First the case that makes sense:
>>> s = pd.Series(range(10**3), dtype=np.int32) >>> s.dtype dtype('int32') >>> s.dtype.type <type 'numpy.int32'> >>> s.dtype.type in pd.lib._TYPE_MAP True >>> >>> orig_sum_type = (s+s).dtype.type >>> orig_sum_type <type 'numpy.int32'> >>> orig_sum_type in pd.lib._TYPE_MAP True Now let's increase the length of the series.
>>> s = pd.Series(range(10**5), dtype=np.int32) >>> s.dtype dtype('int32') >>> s.dtype.type <type 'numpy.int32'> >>> s.dtype.type in pd.lib._TYPE_MAP True >>> >>> new_sum_type = (s+s).dtype.type >>> new_sum_type <type 'numpy.int32'> >>> new_sum_type in pd.lib._TYPE_MAP False .. wait, what?

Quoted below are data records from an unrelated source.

PR #584, opened 2015-05-31
meta/doc link to rustdoc leads to old location

asdofindia:
http://rustbyexample.com/meta/doc.html has a link to rustdoc which points to https://github.com/rust-lang/rust/blob/master/src/doc/rustdoc.md which has moved to book. 
This PR directly links to the rustdoc documentation.


steveklabnik:
Thanks!

PR #586, opened 2015-06-03
std/hash: HashMap::insert() returns Option<V>, not bool

Letheed:


steveklabnik:
Thanks so much! I apologize this took me a while.

PR #588, opened 2015-06-06
std_misc/process/pipe: Update comments to match current API.

sourcefrog:


examples/std_misc/process/pipe/pipe.rs
```diff
@@ -16,7 +16,9 @@ fn main() {
     };
 
     {
-        // Write a string to the stdin of `wc`
+        // Write a string to the stdin of `wc`. 
+        // stdin has type `Option<ChildStdin>`, but since we know this instance
```
steveklabnik: Two small nits: `stdin` should be in backticks, and there should be an extra `//` between your first and second line.

steveklabnik:
This looks great, just a few small nits

sourcefrog:
Thanks, please take another look.

steveklabnik:
Thank you! :)

steveklabnik:
Hehe whoops, forgot we don't use Bors here! Thanks again.

PR #590, opened 2015-06-08
Explain HOFs in terms of functions instead of closures

spastorino:


examples/fn/hof/hof.rs
```diff
@@ -26,11 +26,11 @@ fn main() {
...
         (0..).map(|n| n * n)             // All natural numbers squared
              .take_while(|&n| n < upper) // Below upper limit
-             .filter(|n| is_odd(*n))     // That are odd
+             .filter(is_odd)             // That are odd
              .sum();                     // Sum them
     println!("functional style: {}", sum_of_squared_odd_numbers);
 }
 
-fn is_odd(n: u32) -> bool {
+fn is_odd(n: &u32) -> bool {
```
steveklabnik: So one unfortunate thing about this change is that, while the `filter` call is more clear, you'd never want to take an `i32` by reference, because it's more expensive than taking it directly. I'm not sure what to do about this.

steveklabnik:
I'm in favor of the second part, but unsure about the first.

examples/fn/hof/hof.rs
spastorino: Yep I understand, the example ends being a bit weird.

Maybe the best thing we can do is change the example a bit more to be able to pass a pure function instead of a closure.

steveklabnik:
Yeah, I think that the tradeoff here isn't worth it. Thanks though!

examples/fn/hof/input.md
```diff
@@ -1,6 +1,6 @@
-Rust provides Higher Order Functions (HOF). These are functions that take a
-closure as an argument to produce a more useful function. HOFs and lazy
-iterators give Rust its functional flavor.
+Rust provides Higher Order Functions (HOF). These are functions that
+take one or more functions and/or produce a more useful function. HOFs
+and lazy iterators give Rust its functional flavor.
```
spastorino: Shouldn't we change anyway this ^^^ part?. If so I can provide a PR with that stuff.

steveklabnik: yeah, i'd take one for just this

spastorino: @steveklabnik can you reopen this PR? I've done a push -f but it seems to not be updating because it's closed.

steveklabnik: github says it won't let me re-open because you've force pushed, just send a new PR

spastorino: https://github.com/rust-lang/rust-by-example/pull/611

PR #693, opened 2023-06-29
Added support for DynamoDB

DRovara:
Ontop can now be used together with DynamoDB using CData's DynamoDB JDBC:
https://www.cdata.com/drivers/dynamodb/jdbc/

>>> orig_sum_type, new_sum_type (<type 'numpy.int32'>, <type 'numpy.int32'>) >>> orig_sum_type == new_sum_type False >>> orig_sum_type is new_sum_type False >>> np.int32 is orig_sum_type True >>> np.int32 is new_sum_type False We've now got a new numpy.int32 type floating around, not equal to the one in numpy. The crossover seems to be at 10k:
>>> def find_first(): ... for i in range(1, 10**5): ... s = pd.Series(range(i), dtype=np.int32) ... if (s+s).dtype.type not in pd.lib._TYPE_MAP: ... return i ... >>> find_first() 10001 ISTM that this lack of recognition of the dtype as in _TYPE_MAP prevents the early exit from being taken in infer_dtype upon recognition that it's an integer dtype, and that slows things down considerably.